Maternal undernutrition during pregnancy may lead to cardiovascular disease in later life. That makes the Dutch famine birth cohort such a unique and interesting group to study the effects of maternal nutrition on health in later life.
- Despite the fact that persons exposed to famine have a higher prevalence of coronary heart disease, we found no evidence in favour of the hypothesis that they have a higher propensity for developing atherosclerosis.
- We found that intima media thickness of the carotid and femoral arteries among men and women exposed to the Dutch famine during fetal development was reduced. The reduction in IMT associated with famine exposure in utero was similar to the difference between smokers and non smokers. This finding is at odds with the atherogenic lipid profile and decreased glucose tolerance we previously found among men and women exposed to prenatal famine.
- We found no evidence for the hypothesis that survivors of intrauterine famine had stiffer arterial walls. We did find that people that remained small in utero had decreased arterial compliance, and that this was due to the fact that they also had smaller vessels. But neither of these factors explained the strong link between smallness at birth and subsequent hypertension.
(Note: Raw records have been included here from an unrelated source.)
PR #7341, opened 2024-08-22
Improve REST authentication method when registering fields

### LINKED ISSUE #7340: Using REST API with application passwords not working with Pods fields (unless public)
### Description

When you enable REST API but set the fields are "private" (requires authentication) they will not show when using application passwords.

After testing I've found that during REST initialization (when Pods registers it's fields) the function `is_user_logged_in()` does not work for application passwords.
Only in the `get_callback` of a field will the application password user be authenticated. However, at that point the fields is already disabled.

### Version

3.2.6

### Testing Instructions

See description and it should be clear!
Add a field, enable REST API but only accessible for logged in users, test a call using an application password through (for example) Postman.

### Screenshots / Screencast

_No response_

### Possible Workaround

Non that I've found, other than enabling the fields publicly.

### Site Health Information

_No response_

### Pods Package

_No response_

JoryHogeveen:
Instead of checking if the user is logged in it also checks if the user a basic auth for applications is used.

## Description

Fixes #7340

@sc0ttkclark I'm not 100% sure this will be the best method. You could also already set the current WP user so WP core doesn't revalidate using the same method. I'll leave this up to your judgement.

## Testing instructions

See #7340

Try the same with this patch and see it now works!

## PR checklist

### DIFF
--- a/classes/PodsRESTFields.php
+++ b/classes/PodsRESTFields.php
@@ -27,6 +27,7 @@ class PodsRESTFields {
 
 	/**
 	 * The user ID for the authenticated user.
+	 *
 	 * @var int
 	 */
 	private static $rest_user_id;
--- a/classes/PodsRESTFields.php
+++ b/classes/PodsRESTFields.php
@@ -26,6 +26,12 @@ class PodsRESTFields {
 	protected $pod = null;
 
 	/**
+	 * The user ID for the authenticated user.
+	 * @var int
+	 */
+	private static $rest_user_id;
+
+	/**
 	 * Constructor for class
 	 *
 	 * @since 2.5.6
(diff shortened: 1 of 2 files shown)


classes/PodsRESTFields.php
```diff
@@ -25,6 +25,12 @@ class PodsRESTFields {
 	 */
 	protected $pod = null;
 
+	/**
+	 * The user ID for the authenticated user.
+	 * @var int
```
PodsBot, line 30: **[phpcs]** <sub>reported by [reviewdog](https://github.com/reviewdog/reviewdog) :dog:</sub><br>`Generic.Commenting.DocComment.SpacingBeforeTags`<br>There must be exactly one blank line before the tags in a doc comment

sc0ttkclark (approved):

sc0ttkclark (approved):

PR #7369, opened 2024-10-15
Block Editor Form Validation

### LINKED ISSUE #7343: Form Validation: Post editor (block editor)
We need to prevent the block editor saving process when there are fields in an invalid state (required, bad format, etc).

- [x] Stop saving of a new post
- [x] Stop saving of a draft
- [x] Stop updating of a published post

Stop saving/updating means:

- [x] Do not save the post
- [x] Do not save the metaboxes

Bonus points:

- [ ] Show the error in the publish flow (when publishing a new post)
- [x] Show a notice on the screen about errors being highlighted in the form below (maybe link to the first metabox?)

JoryHogeveen:
## Description

This PR adds a useBlockEditor React Hook which will initialize by overriding the default savePost function of WordPress core. Based on the code by ACF. The order of overriding should not matter as we are returning the previous value if no validation errors occur, therefore we should be compatible with ACF and other plugins using the same method.

The hook is further used within the field wrapper component which handles validation. Through this component I can set the valid state and pass any error messages.

This PR will not add extra validation on the current system but will be compatible with any extras we add to the useValidation hook as it is merely using it's response messages.

It should create error messages at the top if you click save and will auto-trigger that message to show on the field itself as well.
After validation it will also disable the save button until you've made the required changes.

## Related GitHub issue(s)

Fixes #7343 

## Testing instructions

Just create a Pod with some required fields and test around by trying to save the post.

## PR checklist


ui/js/dfv/src/hooks/useBlockEditor.js
```diff
@@ -0,0 +1,77 @@
...
+
+			const pbe = window.PodsBlockEditor;
+
+			if ( ! Object.values( pbe.messages ).length ) {
+				// eslint-disable-next-line no-undef
+				return pbe.savePost.apply( this, arguments );
+			}
+
+			return new Promise( function( resolve, reject ) {
+				// Bail early if is autosave or preview.
```
JoryHogeveen, line 29: @sc0ttkclark Should we allow saving for a draft?

sc0ttkclark: I'm on the fence here. Maybe we can make that an option in settings or a constant/hook. Default to allow saves on drafts perhaps.

sc0ttkclark: But there's no way to draft by default when you have a post that's already published. So we'd need to distinguish between save and save draft.

ui/js/dfv/src/components/field-wrapper/index.js
```diff
@@ -192,6 +193,21 @@ export const FieldWrapper = ( props ) => {
...
+			blockEditor.unlockPostSaving( `pods-field-${ name }` );
+		} else {
+			blockEditor.lockPostSaving( `pods-field-${ name }`, validationMessages, () => setHasBlurred( true ) );
+		}
+
+		// Unlock on unmount.
+		return () => {
+			blockEditor.unlockPostSaving( `pods-field-${ name }` );
+		};
+	}, [ validationMessages ] );
```
JoryHogeveen, line 209: Todo: also add meetsConditionalLogic as a hook dependency

ui/js/dfv/src/hooks/useBlockEditor.js
```diff
@@ -0,0 +1,77 @@
+
+const useBlockEditor = () => {
+	const editorSelect = wp.data?.select( 'core/editor' );
+	const editorDispatch = wp.data?.dispatch( 'core/editor' );
+	const notices = wp.data?.dispatch( 'core/notices' );
+
+	// @todo Use hook instead of savePost override once stable.
+	if ( ! window.PodsBlockEditor && editorDispatch && editorDispatch.hasOwnProperty( 'savePost' ) ) {
+		// First init.
+		window.PodsBlockEditor = {
```
JoryHogeveen, line 10: Optionally make this a class with private props and getters/setters. Maybe even an external tool like the API instead of a React hook.

ui/js/dfv/src/components/field-wrapper/index.js
JoryHogeveen:
```suggestion
	}, [ validationMessages, meetsConditionalLogic ] );
```

ui/js/dfv/src/hooks/useBlockEditor.js
JoryHogeveen: Lets keep it like this since we should definitely change this code once a hook is available.
The added todo will inform any dev checking this code in that it's a temp solution.

sc0ttkclark (dismissed):

sc0ttkclark (approved):

PR #1526, opened 2026-07-01
fix: fold the four Kilo findings from the beta.14 promotion review

jaylfc:
Immediate fix-forward for the four inline findings Kilo raised on the #1525 promotion diff (all pre-existing on dev, none introduced by the release):

1. **llm_proxy self-heal, pip fallback** (`llm_proxy.py`): no longer runs `pip install -e .[proxy]` (which re-resolves every project dependency, the exact churn the self-heal exists to undo). It now installs only the extras' pinned requirement strings read from `pyproject.toml`, keeping the pins single-sourced. Deliberately NOT the reviewer's `--no-deps` variant: that would skip the extra's dependencies entirely and install nothing useful.
2. **llm_proxy self-heal, root discovery**: walks up from `sys.executable` to the first ancestor holding `pyproject.toml` instead of hard-coding `parents[2]`, so `python3.x`-named binaries and nested venv layouts still self-heal instead of silently no-opping.
3. **agent registry, seed-internal adoption**: `adopt` is now an explicit comma-separated handle list (`?adopt=@taOS-dev`); a bare `adopt=true` returns 400. A driver handle claimed by someone else via the consent flow can no longer be vouched for as a side effect of seeding the others. New tests cover the 400 and that unlisted pre-existing handles still 409.
4. **channel hub, reconnect leak**: `connect_bot` stops a prior connector under the same `platform:agent` key before replacing it (single fix above the platform dispatch, covering every token-based branch), so reconnecting after a token rotation no longer orphans the old background task/client.

163 tests pass across the affected suites; the 4 new tests pin the changed behaviours. Ruff findings in these files are pre-existing on dev (identical before/after).

## Summary by CodeRabbit

* **Bug Fixes**
  * Internal agent seeding now supports handle-specific adoption via a comma-separated `adopt` list, rejecting blanket/invalid values with HTTP 400 and ensuring conflicts occur for unlisted handles.
  * Channel hub reconnects/disconnects are now synchronized per connector key, ensuring the previous connector is cleanly stopped/replaced and preventing race conditions.
  * LLM proxy self-healing more reliably finds the correct project root and improves the non-`uv` fallback by installing only the needed extras.
* **Tests**
  * Expanded self-heal and internal seeding scenarios, and updated fixture metadata to match expected project naming.

### DIFF
--- a/tests/test_agent_internal_mint.py
+++ b/tests/test_agent_internal_mint.py
@@ -245,14 +245,16 @@ class TestMintInternalRoute:
         assert kwargs["actor_user_id"]
 
     async def test_seed_internal_adopt_handles_preexisting(self, mint_client):
-        """seed-internal?adopt=true vouches for a pre-existing driver handle and
-        still seeds the rest."""
+        """seed-internal?adopt=@handle vouches for THAT pre-existing driver
+        handle explicitly and still seeds the rest."""
         rec = await mint_client._app.state.agent_registry.register(
             framework="claude-code", display_name="taos-dev",
             origin="external-selfjoin", handle="@taOS-dev",
         )
         await mint_client._app.state.agent_registry.set_status(rec["canonical_id"], "active")
-        resp = await mint_client.post("/api/agents/registry/seed-internal?adopt=true")
+        resp = await mint_client.post(
+            "/api/agents/registry/seed-internal?adopt=@taOS-dev"
+        )
         assert resp.status_code == 200, resp.text
         seeded = {s["handle"]: s for s in resp.json()["seeded"]}
         assert seeded["@taOS-dev"]["adopted"] is True and seeded["@taOS-dev"]["created"] is False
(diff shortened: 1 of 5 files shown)


jaylfc:
Folded Kilo's second-round findings in 2b75b134:

- Root walk now requires `project.name == "tinyagentos"` before trusting an ancestor's pyproject, so a foreign pyproject higher up can never have its pins installed into our venv (new test).
- Requirement strings are stripped, and the pip fallback runs with `--no-input --disable-pip-version-check` (kept stderr un-quieted so failures stay diagnosable in the logs).
- The seed-internal 400 no longer enumerates the internal handle set; it echoes only the caller's bad input.
- Stop-prior now covers the webchat branch too, and every connect is serialized through a per-key `asyncio.Lock` held across stop + start + map-assign, closing the concurrent-reconnect orphan window.
- Added the suggested multi-handle adopt test (spacing + duplicate). One correction: `str.strip()` already removes tabs and newlines, so the handle-parsing concern needed only the test, not a code change.

170 tests pass across the affected suites.

jaylfc:
Folded the round-3 findings in a59cf66e:

- Matrix homeserver is validated before the destructive stop, so a malformed reconnect can no longer tear down the live connector and then 400 (this one was a real regression introduced by the stop-prior change on this branch, good catch).
- disconnect_bot runs under the same per-key lock as connect_bot, closing the disconnect-vs-reconnect race.
- The lock map is refcounted and evicts entries once no task holds or awaits them, so it no longer grows for every key ever connected; the bookkeeping has no awaits, making it atomic under asyncio's single-threaded scheduling.

165 tests pass across the affected suites.

PR #1528, opened 2026-07-02
fix(rknpu): re-pin rkllama to a reachable commit + verify the pin before checkout

### LINKED ISSUE #1527: install-rknpu.sh fails when the pinned rkllama commit no longer exists
## Bug report

The `install-rknpu.sh` installer currently pins `rkllama` to the following commit:

```bash
RKLLAMA_REF="${TAOS_RKLLAMA_REF:-06cf874d8b29767729ec06547cf02fc92acd875c}"
```

During installation it executes:

```bash
git -C "$RKLLAMA_DIR" checkout "$RKLLAMA_REF"
```

However, this commit no longer exists in the `jaylfc/rkllama` repository, causing the installer to fail on a fresh installation with:

```text
fatal: reference is not a tree: 06cf874d8b29767729ec06547cf02fc92acd875c
```

As a result, the installation cannot complete successfully.

---

## Expected behavior

The installer should either:

- use a valid pinned reference;
- detect that the pinned commit no longer exists and emit a descriptive error message; or
- gracefully fall back to a stable branch/tag (if that behavior is acceptable).

---

## Suggested improvement

Before attempting the checkout, verify that the commit exists after fetching:

```bash
git -C "$RKLLAMA_DIR" fetch origin --tags --prune

if git -C "$RKLLAMA_DIR" cat-file -e "${RKLLAMA_REF}^{commit}" 2>/dev/null; then
    git -C "$RKLLAMA_DIR" checkout "$RKLLAMA_REF"
else
    echo "Pinned rkllama commit no longer exists."

    DEFAULT_BRANCH="$(git -C "$RKLLAMA_DIR" remote show origin \
        | awk '/HEAD branch/ {print $NF}')"

    echo "Falling back to $DEFAULT_BRANCH"

    git -C "$RKLLAMA_DIR" checkout "$DEFAULT_BRANCH"
    git -C "$RKLLAMA_DIR" pull origin "$DEFAULT_BRANCH"
fi
```

Alternatively, if reproducibility is the goal, pinning to a Git tag instead of a raw commit hash would make the installer much more resilient to history rewrites.

---

## Environment

- OS: Ubuntu (ARM64)
- Installer: `scripts/install-rknpu.sh`
- Failure occurs on a clean installation.

### Additional information

As a quick test, I changed the default value of `RKLLAMA_REF` from the pinned commit to `main`:

```bash
RKLLAMA_REF="${TAOS_RKLLAMA_REF:-main}"
```

This bypassed the `fatal: reference is not a tree` error, and the installer completed successfully on my system without any further installation errors.

I'm not suggesting that using `main` is the ideal long-term solution, since pinning a specific revision provides better reproducibility. However, this does indicate that the current failure is caused solely by the pinned commit no longer existing in the upstream repository, rather than by another issue in the installer itself.

Thanks for maintaining the project!

jaylfc:
Fixes #1527.

The rkllama pin `06cf874d` still exists on GitHub as an API-visible object but is no longer reachable from any branch of the jaylfc/rkllama fork (history was rebased onto upstream), so a fresh `git clone` + `git checkout` fails with the reported `fatal: reference is not a tree`. Verified via the compare API: main is diverged from the pin and no branch head contains it.

Changes:
- Re-pin `RKLLAMA_REF` to `4f518e97d114` (current main head: the rerank endpoint plus the GET_LOGITS 1-token cap fix), which fresh clones can check out.
- After clone/fetch, verify the pinned ref resolves to a commit (`git cat-file -e <ref>^{commit}`) and fail with a descriptive error naming the orphaned-pin cause and the `TAOS_RKLLAMA_REF` override, instead of git's opaque message.
- Deliberately no auto-fallback to a moving branch: installs stay reproducible; a stale pin should fail loudly, not silently drift.

`bash -n` passes; the one shellcheck warning in the file (SC2034, line 511) is pre-existing and untouched.

## Summary by CodeRabbit

* **Bug Fixes**
  * Improved Rockchip NPU installer reliability on fresh installs by updating the default pinned `rkllama` ref.
  * Added safer validation of the pinned ref and a clearer, actionable error when the ref can’t be resolved, including override instructions.
* **Changelog**
  * Updated the Unreleased → Fixed entry to reflect the installer behavior change and guidance.

### DIFF
--- a/CHANGELOG.md
+++ b/CHANGELOG.md
@@ -7,6 +7,9 @@ Versions follow semver beta: `1.0.0-beta.N`, bumped on each dev->master promotio
 
 ## [Unreleased]
 
+### Fixed
+- The Rockchip NPU installer no longer fails on fresh installs with "reference is not a tree": the rkllama pin now points at a commit that fresh clones can actually check out, and a stale pin fails with a clear explanation and override instructions instead of a raw git error.
+
 ## [1.0.0-beta.14] - 2026-07-01
 
 ### Added
--- a/scripts/install-rknpu.sh
+++ b/scripts/install-rknpu.sh
@@ -336,6 +336,13 @@ install_rkllama() {
         log "cloning $RKLLAMA_REPO -> $RKLLAMA_DIR"
         run_as_user mkdir -p "$(dirname "$RKLLAMA_DIR")"
         run_as_user git clone --quiet "$RKLLAMA_REPO" "$RKLLAMA_DIR"
+        # A clone brings down all branches and tags, but an overridden
+        # TAOS_RKLLAMA_REF can be a SHA reachable from none of them. Try to
+        # fetch the configured ref explicitly (best-effort: some servers
+        # refuse unadvertised objects) so the verification below sees the
+        # same coverage as the re-install path; on failure fall through to
+        # the curated error instead of dying on git's raw message.
+        run_as_user git -C "$RKLLAMA_DIR" fetch --quiet origin "$RKLLAMA_REF" 2>/dev/null || true
     fi
     # Verify the pinned ref is actually fetchable before checking it out. A
     # fresh clone only has branch/tag refs, so a pin orphaned by a history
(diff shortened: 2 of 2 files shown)


jaylfc:
Folded in 908d7eca: after a fresh clone, the installer now does a best-effort explicit fetch of the configured ref before verification, so an overridden TAOS_RKLLAMA_REF that is a valid-but-unreferenced SHA gets the same coverage as the re-install path; a genuinely bad ref still fails through the curated error rather than a raw git message.

One correction to the premise: a plain git clone does fetch all branches and tags (it is not default-branch-only), so the real gap was only SHAs reachable from no ref; the error message now says "branch or tag".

- We are currently investigating the role of vessel elasticity and genetic factors in the early origin of CHD after famine exposure. Possibly intrauterine undernutrition leads to a decreased atherosclerotic plaque stability. In the future we would also like to study the role of left ventricular hypertrophy and endothelial dysfunction.
New research 2018
From March 2018 we have started a new study within the Hungerwinter cohort. The purpose of this new study is to find out whether malnutrition during pregnancy has effects on the following health aspects of the children in their future life:
- The emergence of aging problems.
- Mental health after experiencing major or stressful events.